In honor of Black History Month

In honor of Black History Month

Hello, Bellas!

In honor of Black History Month – which began on February 1st – we would like to share some facts regarding some amazing Black women and their many contributions to the world.

The first is inventor and entrepreneur, Sarah Elisabeth Goode

Born in 1850, Sarah was the first Black woman to receive a patent from the U.S. Patent and Trademark Office. After moving to Chicago in 1870, Sarah began to notice the cramped living condition and limited space within her and others' Chicago apartments. That’s when she created her famous invention, the Folding Bed Cabinet. This invention became the modern-day Murphy bed. 

While we don’t have much information to go on regarding Sarah E. Good, one author has expressed that, “Goode's invention responded to a late nineteenth-century [Victorian] demand for furniture that served more than one purpose." She brought more space and convenience to the lives of many, and her invention continues to do so today.

Thank you, Sarah!

Next up, meet Mary Kenner

Another Black inventor and patent holder is Mary Kenner. Born in 1912, Mary created many products that we still use today.

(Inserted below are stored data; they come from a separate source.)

PR #2306, opened 2021-07-23
Clear cell output when cell is queued for exec

davidanthoff:
@DonJayamanne, this errors because apparently one can only delete cell output during execution of a cell. I think we would really want to delete cell output when the cell gets queued, though, like in other Jupyter clients. Is there some way to do that?

### DIFF
--- a/src/notebook/notebookKernel.ts
+++ b/src/notebook/notebookKernel.ts
@@ -67,10 +67,7 @@ export class JuliaKernel {
 
         // Now create execution object that actually will run the code
         const execution = this.controller.createNotebookCellExecution(cell)
-        execution.executionOrder = executionOrder
-
-        await execution.clearOutput()
-
+        execution.token.onCancellationRequested(e=>execution.end(undefined))
         this._scheduledExecutionRequests.push(execution)
 
         this._processExecutionRequests.notify()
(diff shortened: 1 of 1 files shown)


src/notebook/notebookKernel.ts
```diff
@@ -88,9 +87,6 @@ export class JuliaKernel {
                     const runStartTime = Date.now()
                     this._currentExecutionRequest.start(runStartTime)
 
-                    // TODO Ideally we would clear output at scheduling already, but for now do it here
-                    await this._currentExecutionRequest.clearOutput()
```
DonJayamanne, line 92: Clearing of output via the Execution task can only be done after you start the execution task.
So if we want to clear output when we queue, then we'll need to create an execution task as follows:
* Create execution task
* Call start on the execution task
* Clear the output
* End the execution task 

I.e. we must call start before calling clear.
In this case its best to create a whole new execution task prior to queueing of the cells.

src/notebook/notebookKernel.ts
```diff
@@ -64,8 +64,7 @@ export class JuliaKernel {
         const execution = this.controller.createNotebookCellExecution(cell)
         execution.executionOrder = executionOrder
 
-        // TODO For some reason this doesn't work here
-        // await execution.clearOutput()
+        await execution.clearOutput()
```
DonJayamanne, line 67: Clearing of output via the Execution task can only be done after you start the execution task.
In this case its best to create a whole new execution task prior to queueing of the cells.

I.e. i'd change as follows:
* Create an execution task, start it, clear the output & then end that execution task (we're now done with this execution task).
* Then create another new execution task & push into the `scheduledExecutionTasks`.

davidanthoff: Ah, yes, that works, I just pushed that.

It is not ideal, though :) Now when one queues a large notebook, for all cells the stopwatch "running" status icon briefly appears, then the output disappears, and then the status changes to the queued state. Maybe the underlying code could eventually allow calls to `clearOutput` _before_ one even starts execution? I'll merge this for now, though.

I also changed when an execution order gets assigned, namely when execution of a cell starts, not when it is queued. That brings things more in line with other clients.

And I changed cancel token handling a bit, so that queued cells that get cancelled immediately leave the queued state.

PR #2313, opened 2021-07-24
Add a debug launch for the LSP

davidanthoff:
With this the LSP process starts in debug mode when we debug the extension. Breakpoints in request handlers? Check!

Probably still a bit iffy, and the fact that the debugger doesn't handle `@async` will probably be a problem, but crudly it works and is probably already helpful.

@ZacLN just pinging you here to make sure you see this, I think this might make working on the LS a lot easier.

### DIFF
--- a/.gitignore
+++ b/.gitignore
@@ -5,3 +5,4 @@
 /dist/
 /out/
 /scripts/languageserver/julia_pkgdir/lib/
+/globalstorage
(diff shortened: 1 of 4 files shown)


davidanthoff:
Alright, I think this is actually ready to be merged.

pfitzseb (approved):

According to,, “Kenner patented multiple inventions in her ’40s, however, she began inventing at age six when she attempted to invent a self-oiling door hinge. Invention ran in the family. Her maternal grandfather Robert Phromeberger’s most notable inventions were a tricolor light signal for trains and a stretcher with wheels for ambulances. In 1914, her father patented a clothes presser that could fit in a suitcase. In 1980, her sister invented “Family Treedition,” a family board game.”

Mary’s first patent was in 1957 for the sanitary belt. She created the sanitary belt to prevent the leakage of menstrual blood on clothing, which was a very common problem for women at the time. Prior to her invention, women’s method of dealing with that time of the month was far less than convenient, and Mary sought to change that. We can only Imagine what it must have been like for her to talk about a taboo subject such as menstruation as a black woman in America at the time. 

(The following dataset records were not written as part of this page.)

PR #2329, opened 2021-07-31
Extensible diagnostics display

pfitzseb:
Ok, so this allows types to display arbitrary in-editor traces with something like
```julia
struct Frame
    path::String
    line::Int
    msg::String # optional
end
struct JETReport
    trace::Vector{Frame}
end

Base.showable(::MIME"application/vnd.julia-vscode.trace", ::JETReport) = true
Base.show(::IO, ::MIME"application/vnd.julia-vscode.trace", t::JETReport) = t.trace

jr = JETReport(
    [
        Frame(@__FILE__, 3, "blah"),
        Frame(@__FILE__, 5, "blub")
    ]
)
```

Her other inventions include

  • An attachment for a walker or wheelchair that came equipped with a hard-surfaced tray and a soft pocket for carrying items. 
  • She and her sister invented a toilet paper holder they patented in 1982. 
  • Her final patent, granted on September 29, 1987, was for a mounted back washer and massager.

She still maintains the record for the most patents held by a black woman to this day.

Thank you, Mary!

Last but not least, let’s get to know Janet Emerson Bashen

Born in 1957, Janet Emerson Banshen is the President and CEO of Bashen Corp, a Human Resources Consulting firm that provides end-to-end EEO Compliance administration services. She is the first Black woman to hold a patent for a software invention awarded in 2006. 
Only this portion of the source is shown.